She tied the binding fiber securely about my left wrist, took the fiber behind the post, threaded it through the highest of the two metal rings, and then,
jerking my right wrist back, bound it, too, fastening me to the post.

I knelt, secured.

"Docile slave," sneered Verna.

"Verna!" spoke one of the girls.

"Very well!" said Verna, irritably. "Very well!"

The first girl to leap to the center of the circle was she who had first held my leash.

She had blond hair. Her head was don, and shaking. Then she threw back her head, moaning, and reached up, clawing for the moons of Gor. The other
girls too, responded to her, whimpering and moaning, clenching and unclenching their fists.

The first girl began to writhe, crying out, stamping in the circle.

Then another girl joined her, and another, and another. And then another!

Stamping, turning, crying out, moaning, clawing at the moons, they danced.

Then there were none who had not entered that savage circle, save Verna, the band's leader, proud and superb, armed and disdainful, and Elinor
Brinton, a bound slave.

The first girl, throwing back her head to the moons, screamed and tore her skins to the waist, writhing.

Then, for the first time I noticed, in the center of the circle, there were four heavy stakes, about six inches in height, dark in the grass. They formed a
small, but ample, square. I shuddered. They were notched, that binding fiber might not slip from them.

The first girl began to dance before the square.

I looked up into the sky. In the dark sky the moons were vast and bright.

Another girl, crying out, tore her own skins to the waist and clawing, moaning, writhing, approached the square. Then another, and another!

I did not even look upon Verna, so horrified I was at the barbaric spectacle. I had not believed that women could be like this.

And then the first girl tore away her skins and danced in her golden ornaments beneath the huge, wild moons, on the grass of the circle, before the
square.

I could not believe my eyes. I shuddered, fearing such women.

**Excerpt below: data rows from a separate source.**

PR #779, opened 2018-07-17
XWIKI-8587: Add a Document field type that has a picker associated which suggests document names

atallahade:
## Changes

* Add a Page picker on the AWM.
* Change the icons of the AWM field palette.
* Add a new mapping for the Font Awesome header icon.
* Use suggest on Page live table columns.
* Customize the page displayer for view mode.

## Jira

https://jira.xwiki.org/browse/XWIKI-8587

## Screenshots

image

image

image

## Note

Should other modes of the page displayer be changed like the view mode?


xwiki-platform-core/xwiki-platform-appwithinminutes/xwiki-platform-appwithinminutes-ui/src/main/resources/AppWithinMinutes/ClassEditSheet.xml
```diff
@@ -114,13 +114,18 @@ xcontext.put('propertyCustomDisplayer', new PropertyCustomDisplayer(xcontext))
           #set($formFieldDoc = $xwiki.getDocument($formField))
           #set($discard = $formFieldDocs.add($formFieldDoc))
           #set($formFieldIcon = $formFieldDoc.getObject($formFieldClassName).getProperty('icon').value)
-          #if($formFieldIcon.contains('/'))
-            #set($formFieldIconURL = $xwiki.getSkinFile($formFieldIcon))
-          #else
-            #set($formFieldIconURL = $formFieldDoc.getAttachmentURL($formFieldIcon))
+          ## Fallbacks on the default icon set if Silk is not available.
+          #set($formFieldIconRendered = $services.icon.renderHTML($formFieldIcon, 'Silk'))
```
evalica: Why did you forced it on Silk?

atallahade: Because it was nicer with the other icons. Here is how it looks with Font Awesome:

evalica: If you really want them aligned, you can give some min-width from CSS.

atallahade: There is actually the css class `fa-fw` that gives a constant width to every icons and align them at the center. The problem is that we probably shouldn't use it for all the icon sets. Maybe giving just a `min-width` can help but how much would it be? Is it going to work nicely with other icon sets?

xwiki-platform-core/xwiki-platform-appwithinminutes/xwiki-platform-appwithinminutes-ui/src/main/resources/AppWithinMinutes/Pages.xml
```diff
@@ -0,0 +1,169 @@
...
+      <disabled>0</disabled>
+      <displayType>input</displayType>
+      <hint/>
+      <idField/>
+      <multiSelect>0</multiSelect>
+      <name>page</name>
+      <number>1</number>
+      <picker>1</picker>
+      <prettyName>Page</prettyName>
+      <relationalStorage>0</relationalStorage>
```
mflorea: Relational storage is recommended when multiple selection is on, and since we don't expose this meta property the users won't be able to set it when enabling multiple selection. Let's keep relation storage enabled to be ready for multiple selection. It shouldn't have any effect on single selection.

xwiki-platform-core/xwiki-platform-web/src/main/webapp/templates/displayer_page.vm
```diff
@@ -1 +1,23 @@
-#template('displayer_dblist.vm')
+#if ($type == 'edit' || $type == 'search')
+  #if ($field.getProperty('displayType').value == 'input' && $field.getProperty('picker').value == 1)
+    #xpropertySuggestInputDisplayer($field $prefix $name $value)
+  #else
+    $doc.displayEdit($field, $prefix, $object)
+  #end
+#elseif ($type == 'view')
+  #set ($value = $doc.displayView($field, $prefix, $object))
```
mflorea: You already have ``$value``. I don't understand why you need to call ``displayView``.

xwiki-platform-core/xwiki-platform-web/src/main/webapp/templates/displayer_page.vm
```diff
@@ -1 +1,23 @@
...
+  #set ($pageDoc = $xwiki.getDocument($value))
+  #if ("$!pageDoc" == "" || $pageDoc.isNew())
+    $value
```
mflorea: You don't need to get the document to obtain the URL. The value is a document reference and you can get the URL with that so you can show a link to the missing document (using the proper CSS class to show the question mark, see what happens when you create a link to a missing wiki page from wiki syntax).

xwiki-platform-core/xwiki-platform-web/src/main/webapp/templates/displayer_page.vm
```diff
@@ -1 +1,23 @@
...
+  #else
+    <a href="$pageDoc.URL">$pageDoc.getRenderedTitle('plain/1.0')</a>
+  #end
```
mflorea: If you want to cover all cases, it should be:

* no link when the doc is null, which means the current user doesn't have the right to access it
* a link when doc is not null
  * a link to a "missing" doc when the document is new (with proper CSS)
  * a normal link otherwise

xwiki-platform-core/xwiki-platform-web/src/main/webapp/templates/displayer_page.vm
atallahade: What do you mean I already have `$value`? What I wanted was to use `displayView` only if the method didn't return a page reference (e;g. Main.WebHome). In the other case I wanted to render the title of the page reference.

xwiki-platform-core/xwiki-platform-web/src/main/webapp/templates/displayer_page.vm
atallahade: I also forgot to take care of the case where there are multiple pages.

xwiki-platform-core/xwiki-platform-web/src/main/webapp/templates/displayer_page.vm
atallahade: @mflorea Seems like the `$value` variable is either a String or a List.

mflorea: Yes, you need to handle multiple selection. See the user displayer.

xwiki-platform-core/xwiki-platform-web/src/main/webapp/templates/displayer_page.vm
```diff
@@ -1 +1,40 @@
...
+#end
+
+#macro(displayPageReference $pageReference)
+  #set ($pageDoc = $xwiki.getDocument($pageReference))
+  #if ("$!pageDoc" == "")
+    $pageReference
+  #else
+    #if ($pageDoc.isNew())
+      <span class="wikicreatelink">
+        <a href="$pageDoc.getURL('create')">$pageDoc.getRenderedTitle('plain/1.0')</a>
```
mflorea: ``$pageDoc.plainTitle`` is shorter. In any case, you need to ``$escapetool.xml(...)`` as the plain title can have XML / HTML special characters.

xwiki-platform-core/xwiki-platform-web/src/main/webapp/templates/displayer_page.vm
```diff
@@ -1 +1,40 @@
...
+  #else
+    $doc.displayEdit($field, $prefix, $object)
+  #end
+#elseif ($type == 'view')
+  #set ($pages = [])
+  #foreach($pageReference in $value)
+    #set ($discard = $pages.add("#displayPageReference($pageReference)"))
+  #end
+  #if ($pages.size() > 0)
+    $stringtool.join($pages, '-')
```
mflorea: I'm not sure about this separator, we don't use it elsewhere. Why not use a comma ``,``?

xwiki-platform-core/xwiki-platform-web/src/main/webapp/templates/displayer_page.vm
```diff
@@ -1 +1,40 @@
...
+    #xpropertySuggestInputDisplayer($field $prefix $name $value)
+  #else
+    $doc.displayEdit($field, $prefix, $object)
+  #end
+#elseif ($type == 'view')
+  #set ($pages = [])
+  #foreach($pageReference in $value)
+    #set ($discard = $pages.add("#displayPageReference($pageReference)"))
+  #end
+  #if ($pages.size() > 0)
```
mflorea: I would not mix the code that determines the values with the code that displays the values (the call to ``displayPageReference``). When determining the values there are 3 cases, see the ``suggestInput`` macro in [macros.vm](https://github.com/xwiki/xwiki-platform/blob/master/xwiki-platform-core/xwiki-platform-web/src/main/webapp/templates/macros.vm#L2544):

1. ``$value`` is an array (because relational storage is enabled)
1. ``$value`` is not an array and multiple selection is enabled (because relational storage is disabled)
1. ``$value`` is not an array and single selection is enabled

xwiki-platform-core/xwiki-platform-web/src/main/webapp/templates/displayer_page.vm
atallahade: @mflorea Pages ended up separated with a comma and spaces like that: `Page1 , Page2 , Page3`. I'll fix the issue.

mflorea:
Regarding multiple selection without relational storage, indeed, the value returned is an array. It is a string for Users and Groups properties because they use ``LargeStringProperty`` to store the value.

Then suddenly, to my amazement, Verna cried out in anguish, a wild, moaning, anguished cry, and threw from herself her weapons and tore away her
own skins and leaped into the circle, turning and clawing and crying out like the others. She was not other than they, but first among them! She danced
savagely, clad only in her gold and beauty, beneath the moons. She cried out and clawed. Sometimes she bit at another girl or struck at her, if she dared
approach the square more closely than she, writhing, enraged, but fearful, eyes blazing, dancing, they fell back from her.

She danced first among them, their leader.

Then, throwing her head back, she screamed, shaking her clenched fists at the moons.

And then, helplessly, she threw herself to the grass within the square, striking at it, biting and tearing at it, and then she threw herself on her back and,
fists clenched, writhed beneath the moons.

One by one the other girls, too, violently, threw themselves to the grass, rolling upon it, and moaning, some even within the precincts of the square,
then throwing themselves upon their backs, some with their eyes closed, crying out, others with their eyes open, fixed helplessly on the wild moons,
some with hands tearing at the grass, others pounding the earth piteously with their small fists, sobbing and whimpering, their bodies uncontrolled,
helpless, writhing, under the moons of Gor.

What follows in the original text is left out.